# What the task requires
Pull every line containing "bytes" from the entries.

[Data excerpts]
PR #9106, opened 2022-11-05
unicodedata: accepts ReadOnlyBuffer

JelleZijlstra:
https://github.com/python/cpython/blob/b5f711185bd11819566068ddf2a74a1402340e2d/Modules/unicodedata.c#L1385


hauntsaninja (approved):
Nice

PR #9107, opened 2022-11-05
unittest: cannot use bytes regexes

JelleZijlstra:
```pycon
>>> from unittest.case import TestCase
>>> c = TestCase()
>>> with c.assertRaisesRegex(Exception, b"x"): 1/0
...
ZeroDivisionError: division by zero

During handling of the above exception, another exception occurred:

  File "/Library/Frameworks/Python.framework/Versions/3.11/lib/python3.11/unittest/case.py", line 274, in __exit__
    if not expected_regex.search(str(exc_value)):
           ^^^^^^^^^^^^^^^^^^^^^^^^^^^^^^^^^^^^^
TypeError: cannot use a bytes pattern on a string-like object
```

### DIFF
--- a/stdlib/unittest/case.pyi
+++ b/stdlib/unittest/case.pyi
@@ -157,7 +157,7 @@ class TestCase:
     def assertRaisesRegex(  # type: ignore[misc]
         self,
         expected_exception: type[BaseException] | tuple[type[BaseException], ...],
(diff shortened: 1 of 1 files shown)


hauntsaninja (approved):

AlexWaygood:
sad, i always wanted to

# Your response
unittest: cannot use bytes regexes
TypeError: cannot use a bytes pattern on a string-like object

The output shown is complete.